## ABOUT THIS TASK
Retype every record exactly as it appears.

▬▬▬

PR #9097, opened 2023-03-28
[FEM] pressure constraint overhaul

donovaly:
- add missing binding to pressure value in dialog
- make pressure a property with unit to get rid of hacks

PR #10923, opened 2023-10-03
FEM: pressure constraint overhaul

marioalexis84:
see #9097


marioalexis84:
@sliptonic

kadet1090:
If you only rebased changes you should mark @donovaly as actual author via git, you can do that via:
```
git commit --author "Uwe <donovaly@users.noreply.github.com>"
```

Here you have more informaiton how to do it in rebase to also have your name as `Commiter` https://stackoverflow.com/questions/16217801/git-rebase-change-author - I don't know if this is required in this case, but it is useful git skill to have nonetheless :)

▬▬▬

## SOLUTION BELOW
PR #9097, opened 2023-03-28
[FEM] pressure constraint overhaul

donovaly:
- add missing binding to pressure value in dialog
- make pressure a property with unit to get rid of hacks

PR #10923, opened 2023-10-03
FEM: pressure constraint overhaul

marioalexis84:
see #9097


marioalexis84:
@sliptonic

kadet1090:
If you only rebased changes you should mark @donovaly as actual author via git, you can do that via:
```
git commit --author "Uwe <donovaly@users.noreply.github.com>"
```

Here you have more informaiton how to do it in rebase to also have your name as `Commiter` https://stackoverflow.com/questions/16217801/git-rebase-change-author - I don't know if this is required in this case, but it is useful git skill to have nonetheless :)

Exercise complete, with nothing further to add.